The code then solves the Quadratic Program using a classical algorithm called the Minimum Eigenvalue Solver (NumPyMinimumEigensolver). This is an exact method for finding the minimum eigenvalue of a matrix, which corresponds to the optimal solution of the QP. The solution is then printed to the console.
Next, the code solves the same Quadratic Program using the Quantum Approximate Optimization Algorithm (QAOA), a quantum algorithm designed for solving combinatorial optimization problems. This is done using a quantum simulator (in this case, the statevector_simulator from Qiskit's Aer module) and the COBYLA optimizer.
Finally, the quantum solution to the problem is printed to the console.
In summary, this code is demonstrating how to solve the Max-Cut problem for a simple graph using both classical and quantum methods, and how to compare their results.
however it seems i get the deprecated warning. i know there is links to find the migration but i cant figure out how to get rid of it
import networkx as nx
from qiskit import Aer
from qiskit.algorithms import QAOA, NumPyMinimumEigensolver
from qiskit.algorithms.optimizers import COBYLA
from qiskit_optimization import QuadraticProgram
from qiskit_optimization.algorithms import MinimumEigenOptimizer
from qiskit_optimization.applications import Maxcut
from qiskit.utils import QuantumInstance
# Define the edges of the graph (edges are represented by tuples of node indices)
edges = [(0, 1), (0, 2), (1, 2)]
# Create a graph based on these edges
G = nx.Graph(edges)
# Create the Maxcut object
maxcut = Maxcut(G)
# Create a QuadraticProgram based on maxcut
qp = maxcut.to_quadratic_program()
# Solve the problem exactly using classical eigensolver
exact_mes = NumPyMinimumEigensolver()
exact = MinimumEigenOptimizer(exact_mes)
result = exact.solve(qp)
print("Exact solution:\n", result)
# Solve the problem using QAOA
quantum_instance = QuantumInstance(Aer.get_backend('statevector_simulator'))
qaoa_mes = QAOA(optimizer=COBYLA(), quantum_instance=quantum_instance)
qaoa = MinimumEigenOptimizer(qaoa_mes)
result = qaoa.solve(qp)
print("QAOA solution:\n", result)
C:\Users\Local\Temp\ipykernel_7204\1113091964.py:23: DeprecationWarning: The class ``qiskit.algorithms.minimum_eigen_solvers.numpy_minimum_eigen_solver.NumPyMinimumEigensolver`` is deprecated as of qiskit-terra 0.24.0. It will be removed no earlier than 3 months after the release date. Instead, use the class ``qiskit.algorithms.minimum_eigensolvers.NumPyMinimumEigensolver``. See https://qisk.it/algo_migration for a migration guide.

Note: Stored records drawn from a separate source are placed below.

PR #350, opened 2019-06-30
Update Usage.adoc

bish0polis:
It can be debated but I think we mean 'lose', here.


davividal:
Yes, you are correct. Thanks.

davividal (approved):

PR #13, opened 2022-08-02
Fix alignment issues

### LINKED ISSUE #11: Alignment of argument buffers not guaranteed
**Describe the bug**
The buffer used to read and write arguments for calls needs to be aligned to 8 bytes, but since it is a `static mut [u8; N]`, no such alignment is guaranteed.

**To Reproduce**
Run the tests without --release

**Additional context**
Creating an 8-aligned byte buffer is not as trivial as you would expect.

krl:
fixes #11


miloszm (commented):
Please do not add Cargo.lock again :)

miloszm (changes requested):
Other than technicalities like 1 byte file arg.rs and the added Cargo.lock, I could approve

miloszm (approved):

PR #14, opened 2022-08-02
Make `self_id` available to contracts

ureeves:
Introduce a new buffer, of size statically checked by `dallo`, which will contain the `self_id` of the contract. This buffer is written to on deployment of the contract.


krl (changes requested):
I am all in favor of the SELF_ID being passed this way, however i do not think the caller implementation needs this extra overhead, and it could be passed through the arg_buffer.

Note that cryptographic hashing of the module memory will have to exclude the arg_buf, and adding one extra precaution is also extra headaches down the line.

ureeves:
@krl  and I decided to remove half of the changes. Specifically the changes related to `caller` need more fleshing out, and the introduction of a call stack might have undesired consequences for the future.

hatchery/src/instance.rs
```diff
@@ -48,6 +51,7 @@ impl Instance {
             arg_buf_ofs,
             arg_buf_len,
             heap_base,
+            self_id_buf_ofs,
```
krl, line 54: this is not really a "buffer", `self_id_ofs` is more appropriate

modules/box/src/lib.rs
```diff
@@ -29,6 +29,9 @@ static mut A: [u64; ARGBUF_LEN / 8] = [0; ARGBUF_LEN / 8];
 #[no_mangle]
 static AL: i32 = ARGBUF_LEN as i32;
 
+#[no_mangle]
+static SELF_ID: [u8; MODULE_ID_BYTES] = [0u8; MODULE_ID_BYTES];
```
krl, line 33: I would make this a SELF_ID: ModuleId rather than an opaque buffer, is there something speaking against this?

modules/callcenter/src/lib.rs
```diff
@@ -33,6 +36,10 @@ impl Callcenter {
     pub fn increment_counter(self: &mut State<Self>, counter_id: ModuleId) {
         self.transact(counter_id, "increment", ())
     }
+
+    pub fn calling_self(self: &mut State<Self>, id: ModuleId) -> bool {
+        self_id() == &id
```
krl, line 41: also, i think in case of calling top-level functions, a `dallo::self_id()` will communicate more clearly what's going on.

krl (changes requested):
SELF_ID in contracts should be of type `ModuleId` and not an opaque buffer, otherwise this looks good!

hatchery/src/instance.rs
ureeves: Makes sense, will change

krl (approved):

PR #29, opened 2022-08-04
Add self_snapshot test, various refactorings and fixes

krl:


dallo/src/ops.rs
```diff
@@ -14,6 +14,6 @@ mod ext {
     }
 }
 
-pub fn self_id() -> &'static ModuleId {
-    unsafe { &ext::SELF_ID }
+pub fn self_id() -> ModuleId {
```
ureeves, line 17: I'm not sure about this. Why would we copy `self_id` onto the contract's stack?

dallo/src/types.rs
```diff
@@ -0,0 +1,48 @@
...
+    Eq,
+    Archive,
+    Serialize,
+    Deserialize,
+    PartialOrd,
+    Ord,
+    Clone,
+    Copy,
+)]
+#[repr(C)]
```
ureeves, line 24: Yay FFI safety

modules/self_snapshot/Cargo.toml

exact_mes = NumPyMinimumEigensolver()
C:\Users\AppData\Local\Temp\ipykernel_7204\1113091964.py:29: DeprecationWarning: The class ``qiskit.utils.quantum_instance.QuantumInstance`` is deprecated as of qiskit-terra 0.24.0. It will be removed no earlier than 3 months after the release date. For code migration guidelines, visit https://qisk.it/qi_migration.
quantum_instance = QuantumInstance(Aer.get_backend('statevector_simulator'))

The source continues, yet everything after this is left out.